June 11, 2018
New method for cell identification leads to discovery of melanoma subtypes
WEST LAFAYETTE, Ind. — Cells have traditionally been categorized into different types, such as T-cells and B-cells, based on observable features. But new research published in Nature Communications shows cells are far more complex.
Purdue University researchers created an algorithm called ACTION to group cells based on their primary function and pinpoint the genes responsible for those functions. They also discovered a new subtype of melanoma, a form of skin cancer, which could lead to opportunities for more personalized therapies.
“We can interpret cells as types, but we should really think of them in terms of their functions,” said David Gleich, an associate professor of computer science at Purdue. “They’re not all purely one type. For example, our measurements can tell us if a cell is performing 80 percent one function and 20 percent another.”
Not only is there variation in tasks performed by individual cells in one region, but cells also behave differently in different scenarios. Cells behave differently around a tumor than they would other places in the body, Gleich said. This information can be measured with high-resolution gene expression readings of individual cells.
The ACTION framework helps break down this information and fully characterize the functional profile of a cell. It has three major components: identifying the functional identity of cells, classifying them based on their dominant function, and reconstructing regulatory networks responsible for mediating their identity.
The newly uncovered subtypes of melanoma have different survival rates and therapeutic responses than standard melanoma. Factors that mediate cell function and switches that turn functions on and off were identified for these new subtypes, providing new biomarkers and potentially targets for future drugs.
“Our understanding of how human biology works is continuously evolving, and every time we get access to more refined data, we need new methods to help us refine our understanding,” Gleich said. “Using a program like ACTION, we could acquire a functional landscape of cells for each person, which would allow us to do micro-targeting and really embrace the idea of precision medicine.”
Ananth Grama, Gleich, Shahin Mohammadi and Vikram Ravindra collaborated on this work. Funding was provided by the National Science Foundation and the Center for Science of Information, the DARPA SIMPLEX Program, the Sloan Foundation and the National Institutes of Health.

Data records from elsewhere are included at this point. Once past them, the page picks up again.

PR #6035, opened 2026-08-04
chore: bump cryptography to 50.0.0

msureshkumar88:
## Summary

Fixes the `Docker Security Scan` / Grype CVE gate failure on `main` by bumping `cryptography`.

- Bumps the `cryptography` floor from `>=49.0.0` to `>=50.0.0` in `pyproject.toml`.
- 50.0.0 was published after this project's rolling 10-day `exclude-newer` window, so it needs an explicit `[tool.uv.exclude-newer-package]` entry to let uv's resolver consider it — same pattern already used for other early bumps (`cpex-*`, etc.).
- Regenerated `uv.lock` (`uv lock --refresh`): only `cryptography` moves version, plus unrelated pre-existing lock churn from rebasing onto the latest `main`.

## Verification

- Targeted unit tests (JWT/crypto/auth-encryption paths): pass.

Writer: Kayla Zacharias, 765-494-9318, email@example.com
Source: David Gleich, 765-496-7300, firstname.lastname@example.org
Note to journalists: For a copy of the journal article, please contact Kayla Zacharias, Purdue News Service, 765-494-9318, email@example.com
A geometric approach to characterize the functional identity of single cells
Shahin Mohammadi, Vikram Ravindra, David F. Gleich, Ananth Grama
Single-cell transcriptomic data has the potential to radically redefine our view of cell-type identity. Cells that were previously believed to be homogeneous are now clearly distinguishable in terms of their expression phenotype. Methods for automatically characterizing the functional identity of cells, and their associated properties, can be used to uncover processes involved in lineage differentiation as well as sub-typing cancer cells. They can also be used to suggest personalized therapies based on molecular signatures associated with pathology. We develop a new method, called ACTION, to infer the functional identity of cells from their transcriptional profile, classify them based on their dominant function, and reconstruct regulatory networks that are responsible for mediating their identity. Using ACTION, we identify novel Melanoma subtypes with differential survival rates and therapeutic responses, for which we provide biomarkers along with their underlying regulatory networks.